Wednesday, December 8, 2010

Mining a Star Schema: Telco Churn Case Study (3 of 3)

Now that the "difficult" work is complete - preparing the data - we can move to building a predictive model to help identify and understand churn.

The case study suggests that separate models be built for different customer segments (high, medium, low, and very low value customer groups).  To reduce the data to a single segment, a filter can be applied:

create or replace view churn_data_high as
select * from churn_prep where value_band = 'HIGH';

It is simple to take a quick look at the predictive aspects of the data on a univariate basis.  While this does not capture the more complex multi-variate effects as would occur with the full-blown data mining algorithms, it can give a quick feel as to the predictive aspects of the data as well as validate the data preparation steps.  Oracle Data Mining includes a predictive analytics package which enables quick analysis.

select * from expl_churn_tab where rank <= 5 order by rank;
-------------------- ----------------- ----------------- ----------
LOS_BAND                                      .069167052          1
MINS_PER_TARIFF_MON  PEAK-5                   .034881648          2
REV_PER_MON          REV-5                    .034527798          3
DROPPED_CALLS                                 .028110322          4
MINS_PER_TARIFF_MON  PEAK-4                   .024698149          5

From the above results, it is clear that some predictors do contain information to help identify churn (explanatory value > 0).  The strongest uni-variate predictor of churn appears to be the customer's (binned) length of service.  The second strongest churn indicator appears to be the number of peak minutes used in the most recent month.  The subname column contains the interior piece of the DM_NESTED_NUMERICALS column described in the previous post.  By using the object relational approach, many related predictors are included within a single top-level column.

When building a predictive model, we need to ensure that the model is not over-trained.  One way to do this is to retain a held-aside dataset and test the model on unseen data.  Splitting the data into training and testing datasets is straightforward by using SQL predicates and a hash function:

create or replace view churn_test_high as
select * from churn_data_high where ora_hash(customer_id,99,0) >= 60;
create or replace view churn_train_high as
select * from churn_data_high where ora_hash(customer_id,99,0) < 60;

The above statements will separate the data into a 40% random sample for testing and the remaining 60% for training the model.  We can now pass the training data into an Oracle Data Mining routine to create a mining model.  In this example, we will use the GLM algorithm with automatic data preparation.

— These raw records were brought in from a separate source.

PR #189, opened 2022-09-19
DRAFT: legacy client fallback

Pagebakers:
#### Checklist

- [ ] run `make test`

### DIFF
--- a/packages/sdk/src/codegen/templates/index.ts
+++ b/packages/sdk/src/codegen/templates/index.ts
@@ -15,6 +15,7 @@ import { WunderGraphHooksPlugin } from './typescript/hooks';
 import { AuthenticationProviderConfiguration } from './markdown/authentication';
 import { WunderGraphWebhooksPlugin } from './typescript/webhooks';
 import { TypeScriptClient } from './typescript/client';
+import { TypeScriptLegacyWebClient } from './typescript/web.client';
 
 const typescriptModels = [
 	new TypeScriptInputModels(),
@@ -47,6 +48,7 @@ const templates = {
 		react: [
 			...typescriptAll,
 			new TypeScriptClient(),
+			new TypeScriptLegacyWebClient(),
 			new TypescriptReactProvider(),
 			new TypescriptReactHooks(),
 			new Forms(),
@@ -54,6 +56,7 @@ const templates = {
 		reactNative: [
 			...typescriptAll,
 			new TypeScriptClient(true),
+			new TypeScriptLegacyWebClient(),
 			new TypescriptReactNativeProvider(),
 			new TypescriptReactHooks(true),
 		],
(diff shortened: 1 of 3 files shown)


packages/sdk/src/codegen/templates/typescript/web.client.ts
```diff
@@ -0,0 +1,108 @@
...
+			hasSubscriptionsOrLiveQueries: _subscriptions.length + _liveQueries.length !== 0,
+			authProviders: config.authentication.cookieBased.map((provider) => provider.id),
+			hasAuthProviders: config.authentication.cookieBased.length !== 0,
+			hasS3Provider: config.application.S3UploadProvider.length > 0,
+			s3Provider: config.application.S3UploadProvider,
+			reactNative: this.reactNative,
+		});
+		return Promise.resolve([
+			{
+				path: 'wundergraph.client.ts',
```
StarpTech, line 48: That name is confusing. Can we rename it to e.g. `legacy.client.ts` ?

packages/sdk/src/codegen/templates/index.ts
```diff
@@ -47,13 +48,15 @@ const templates = {
 		react: [
 			...typescriptAll,
 			new TypeScriptClient(),
+			new TypeScriptLegacyWebClient(),
```
StarpTech, line 51: So previously, you could generate only the client. Is that intentional?

packages/sdk/src/codegen/templates/typescript/web.client.template.ts
```diff
@@ -0,0 +1,199 @@
+//language=handlebars
+export const template = `
+import type { {{ modelImports }} } from "./models";
+import type { RequestOptions, UserListener, Response } from "@wundergraph/sdk";
+import type { User, Role } from "./wundergraph.server";
```
StarpTech, line 5: This means you can only generate the client if you also generate the server. Do we somehow enforce that the basics things are generated like models and this? :thinking:

packages/sdk/src/codegen/templates/typescript/web.client.ts
```diff
@@ -0,0 +1,108 @@
...
+				doNotEditHeader: true,
+			},
+		]);
+	}
+}
+
+const filteredOperations = (application: ResolvedApplication, includeInternal: boolean) =>
+	includeInternal ? application.Operations : application.Operations.filter((op) => !op.Internal);
+
+export const operations = (application: ResolvedApplication, operationType: OperationType, includeInternal: boolean) =>
```
StarpTech, line 59: Those helper functions are already in helper.ts packages/sdk/src/codegen/templates/typescript/helpers.ts but are careful there might be minor differences.

StarpTech (changes requested):

packages/sdk/src/codegen/templates/index.ts
Pagebakers: I'm not sure what you mean.

packages/sdk/src/codegen/templates/typescript/web.client.template.ts
Pagebakers: It's always generated with templates.typescript.react. 

Same setup as previously.

StarpTech (approved):
LGTM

create table churn_set (setting_name varchar2(30), setting_value varchar2(4000));
insert into churn_set values ('ALGO_NAME','ALGO_GENERALIZED_LINEAR_MODEL');
insert into churn_set values ('PREP_AUTO','ON');

Now that we have built a model - CHURN_MOD_HIGH - we can test that model against the held-aside data to see how it performs.

select actual, predicted, count(*) cnt from (
select churn_m6 actual, prediction(churn_mod_high using *) predicted
from churn_test_high)
group by actual, predicted;

The above query will show the number of correct and incorrect predictions for all combinations, often referred to as a confusion matrix.

Thus, without having to extract data or jump through hoops to massage star schema data into a flattened form, Oracle Data Mining is able to extract insight directly from the rich database data.

1 comment:

  1. Added another link to a version of this script (to the first post) that works in 10g. Some major features that were introduced in 11g include the Generalized Linear Model algorithm and automatic data preparation. The alternative script relies on older functionality, but is still capable of mining the telco example star schema.